2024 Author: Harry Day | [email protected]. Last modified: 2023-12-17 15:43
Often a couple develops such a relationship that one of the partners begins to be neurotic about the absence of his loved one. He wants his partner to be constantly around, to devote all his time to him, and ideally to ignore his friends and even close relatives.
In such a neurotic position, a lot is mixed. This is, perhaps, low self-esteem, a desire to constantly confirm one's worth through the attention of a partner and communication with him. Or a complex of fear, formed in childhood, when parents often left the child alone, and he tried in every possible way to earn their attention and presence next to him.
Sometimes this is just a manifestation of hysteria, or caprice. Such a person wants to command, subordinate his spouse, own him one hundred percent and unlimited. But this state of affairs in a couple negatively affects both partners.
The one whose attention they want to seize, eventually begins to feel the unnaturalness and obsession of such a behavior of a loved one. And as an object of persecution, involuntarily or consciously, he begins to avoid compulsive communication.
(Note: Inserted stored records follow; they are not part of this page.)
PR #2436, opened 2022-06-17
delta serialization response fix

ElizabethOkerio:
### Issues

### Description

A response for a deep update of a `nested delta resource set`  is truncated if the `OData-Version` is not specified as `v4.01` in the request. This PR removes the check for the `OData-Version`.  This means that the `OData-Version` need not be passed in the request and the response should  be serialized properly. 

- [ ] *Test cases added*

### Additional work necessary

### DIFF
--- a/src/Microsoft.OData.Core/ODataWriterCore.cs
+++ b/src/Microsoft.OData.Core/ODataWriterCore.cs
@@ -2978,7 +2978,7 @@ namespace Microsoft.OData
 
                     break;
                 case WriterState.NestedResourceInfoWithContent:
-                    if (newState != WriterState.ResourceSet && newState != WriterState.Resource && newState != WriterState.Primitive && (this.Version < ODataVersion.V401 || (newState != WriterState.DeltaResourceSet && newState != WriterState.DeletedResource)))
+                    if (newState != WriterState.ResourceSet && newState != WriterState.Resource && newState != WriterState.Primitive && newState != WriterState.DeltaResourceSet && newState != WriterState.DeletedResource)
                     {
                         throw new ODataException(Strings.ODataWriterCore_InvalidTransitionFromExpandedLink(this.State.ToString(), newState.ToString()));
                     }
--- a/test/FunctionalTests/Microsoft.OData.Core.Tests/JsonLight/ODataJsonLightDeltaWriterTests.cs
+++ b/test/FunctionalTests/Microsoft.OData.Core.Tests/JsonLight/ODataJsonLightDeltaWriterTests.cs
@@ -2097,7 +2097,7 @@ namespace Microsoft.OData.Tests.JsonLight
         [InlineData(/*isResponse*/true)]
         [InlineData(/*isResponse*/false)]
         [Theory]
-        public void WriteNestedDeltaResourceSetIn40ShouldFail(bool isResponse)
+        public void WriteNestedDeltaResourceSetIn40ShouldNotFail(bool isResponse)
         {
             this.TestInit(this.GetModel());
 
@@ -2114,7 +2114,7 @@ namespace Microsoft.OData.Tests.JsonLight
                 writer.WriteStart(new ODataDeltaResourceSet());
             };
 
-            writeAction.Throws<ODataException>(Strings.ODataWriterCore_InvalidTransitionFromExpandedLink("NestedResourceInfoWithContent", "DeltaResourceSet"));
+            writeAction.DoesNotThrow();
         }
 
         [InlineData(/*isResponse*/true)]
@@ -2137,7 +2137,7 @@ namespace Microsoft.OData.Tests.JsonLight
                 writer.WriteDeltaDeletedEntry(new ODataDeltaDeletedEntry("Products/1", DeltaDeletedEntryReason.Deleted));
             };
 
-            writeAction.Throws<ODataException>(Strings.ODataWriterCore_InvalidTransitionFromExpandedLink("NestedResourceInfoWithContent", "DeletedResource"));
+            writeAction.Throws<ODataException>(Strings.ODataWriterCore_NestedContentNotAllowedIn40DeletedEntry);
         }
 
         [InlineData(/*isResponse*/true)]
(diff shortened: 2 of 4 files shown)


src/Microsoft.OData.Core/ODataWriterCore.cs
```diff
@@ -2942,7 +2942,7 @@ private void ValidateTransition(WriterState newState)
                             throw new ODataException(Strings.ODataWriterCore_InvalidTransitionFromResourceSet(this.State.ToString(), newState.ToString()));
                         }
 
-                        if (this.State == WriterState.DeletedResource && this.Version < ODataVersion.V401 && newState == WriterState.NestedResourceInfo)
+                        if (this.State == WriterState.DeletedResource && newState == WriterState.NestedResourceInfo)
```
KenitoInc, line 2945: Won't this change be a breaking change?
Will this fix also affect requests, not only responses?

ElizabethOkerio: it only affects responses not requests

xuzhg (dismissed):

corranrogue9 (changes requested):
Please add tests for this change

test/FunctionalTests/Microsoft.OData.Core.Tests/JsonLight/ODataJsonLightDeltaWriterTests.cs
```diff
@@ -2119,7 +2119,7 @@ public void WriteNestedDeltaResourceSetIn40ShouldFail(bool isResponse)
 
         [InlineData(/*isResponse*/true)]
         [InlineData(/*isResponse*/false)]
-        [Theory]
+        [Theory(Skip ="Should not throw exception")]
```
KenitoInc, line 2122: Looking at the number of tests you are allowing to pass in this PR confirms my fears that we should not be doing this fix.
From the spec, `Deep insert` was introduced in `v4` and Deep update in `v4.01`. See https://docs.oasis-open.org/odata/new-in-odata/v4.01/cn04/new-in-odata-v4.01-cn04.html#sec_NewDeepUpdate

Therefore we should leave the `OData-Version` validation as it is and ensure properly document that `Deep update` only works in `v4.01`.

What do you think? @mikepizzo @xuzhg

KenitoInc (changes requested):

test/FunctionalTests/Microsoft.OData.Core.Tests/JsonLight/ODataJsonLightDeltaWriterTests.cs
gathogojr, line 2122: If test is no longer relevant (or factual), the right thing to do should be to replace it with a relevant test(s) - e.g. a test to verify we can write a nested deleted resource when passed version is 4.0. **I don't think nested deleted resource is supported though in the 4.0 spec though**

test/FunctionalTests/Microsoft.OData.Core.Tests/JsonLight/ODataJsonLightOutputContextApiTests.cs
```diff
@@ -3064,7 +3064,7 @@ public async Task WriteNestedDeltaResourceSet_APIsThrowException()
             Assert.Equal(expectedMessage, syncException.Message);
         }
 
-        [Theory]
+        [Theory(Skip = "Supported and should not throw exception")]
```
gathogojr, line 3067: See my comment here https://github.com/OData/odata.net/pull/2436/files#r908402778

gathogojr:
@ElizabethOkerio I have an issue with the proposed change because it'll cause a nested deleted resource to be written even for V4 requests... The right fix could be to retrieve the OData version from the request header and use that to determine whether to write a nested deleted resource or not...

test/FunctionalTests/Microsoft.OData.Core.Tests/JsonLight/ODataJsonLightDeltaWriterTests.cs
ElizabethOkerio: I was trying out to skip them to see whether there are other tests that are failing.

src/Microsoft.OData.Core/ODataWriterCore.cs
mikepizzo: I believe this turns an error state into a success state for ODataVersion.V401, which is generally considered safe.

mikepizzo:
+1

Change looks fine to me, please add tests.

---
In reply to: [1014238840](https://github.com/OData/odata.net/pull/2436#issuecomment-1014238840) [](http://example.com/codeflow?ancestors=1014238840,1014238840)

mikepizzo:
+1

---
In reply to: [1014238840](https://github.com/OData/odata.net/pull/2436#issuecomment-1014238840) [](http://example.com/codeflow?ancestors=1014238840,1014238840)

test/FunctionalTests/Microsoft.OData.Core.Tests/JsonLight/ODataJsonLightDeltaWriterTests.cs
```diff
@@ -2137,7 +2137,7 @@ public void WriteNestedDeletedResourceIn40ShouldFail(bool isResponse)
                 writer.WriteDeltaDeletedEntry(new ODataDeltaDeletedEntry("Products/1", DeltaDeletedEntryReason.Deleted));
             };
 
-            writeAction.Throws<ODataException>(Strings.ODataWriterCore_InvalidTransitionFromExpandedLink("NestedResourceInfoWithContent", "DeletedResource"));
+            writeAction.Throws<ODataException>(Strings.ODataWriterCore_NestedContentNotAllowedIn40DeletedEntry);
```
KenitoInc, line 2140: Why are we still throwing this exception?
Is the behaviour similar to v4.01?

ElizabethOkerio: this will be in a different pr to fix delta deleted resources in v4.0. This PR just solves nested delta resource sets.

PR #2865, opened 2024-02-20
[ODL 8]: Deprecate `KeyComparisonGeneratesFilterQuery` and set default to `true`.

habbes:
### Issues

Partially addresses #2208 

### Description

And the restless, neurotic partner from such actions of his half begins to wind himself up even more, and put forward all new absurd demands and accusations to his beloved.
In general, there is a clear violation, and even a confluence of personal boundaries, which provokes an anxious person. For him, love itself turned into a constant run, fear, anxiety and anticipation where you could just relax and get your amenities and bonuses from life.
It is not at all easy for such a person to realize the strength and futility of his behavior. The state of eternal catch-ups, as a result, gives rise to chronic stress, and, even worse, can cause depression, and even suicide attempts. In the event that the partner really leaves, he decides to end the relationship.
If in this situation you cannot cope with the problem on your own, it makes sense to seek advice from a psychologist. Therapy is able to return the anxious person to himself, improve the mood background, and build a normal interaction with a partner.